(Collected data)
═══

PR #130, opened 2026-06-18
fix(parsers/c): guard macro-alias resolution against cyclic #defines

gadievron:
# fix(parsers/c): guard macro-alias resolution against cyclic #defines

**Base:** `pr/zig-php-generic-anon` · **Depends-on:** #127 · **Type:** bug fix · **Finding:** F4 (HIGH)

> Stacked on #127 because that branch's C-parser rework already restructures
> `_resolve_call` (adds `receiver_type`/`is_member`, `_resolve_same_file`); the
> macro-alias recursion it carries is still unguarded. Targeting master instead
> would hard-conflict with #127 in this same function. This layers only the cycle
> guard on top of #127's signature.

## What
`parsers/c/call_graph_builder.py` — `_resolve_call` threads an `_alias_chain`
visited-set through its macro-alias recursion, so a cyclic alias resolves to
`None` instead of recursing forever.

## Why
`macro_aliases` is built from function-like `#define`s. A cyclic pair —
`#define A(x) B(x)` / `#define B(x) A(x)` → `{"A":"B","B":"A"}` — made
`_resolve_call("A")` recurse `A→B→A→…` with no guard → `RecursionError`.
`build_call_graph` iterates every function with no try/except, so one poisoned
define pair **aborts the entire repository's C call-graph build** (seen on vendored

═══

◆ Exercise brief ◆
Would you please reproduce the records above exactly, only from their first line through the line holding "Targeting master instead", with both ends included?

◆ Output ◆
PR #130, opened 2026-06-18
fix(parsers/c): guard macro-alias resolution against cyclic #defines

gadievron:
# fix(parsers/c): guard macro-alias resolution against cyclic #defines

**Base:** `pr/zig-php-generic-anon` · **Depends-on:** #127 · **Type:** bug fix · **Finding:** F4 (HIGH)

> Stacked on #127 because that branch's C-parser rework already restructures
> `_resolve_call` (adds `receiver_type`/`is_member`, `_resolve_same_file`); the
> macro-alias recursion it carries is still unguarded. Targeting master instead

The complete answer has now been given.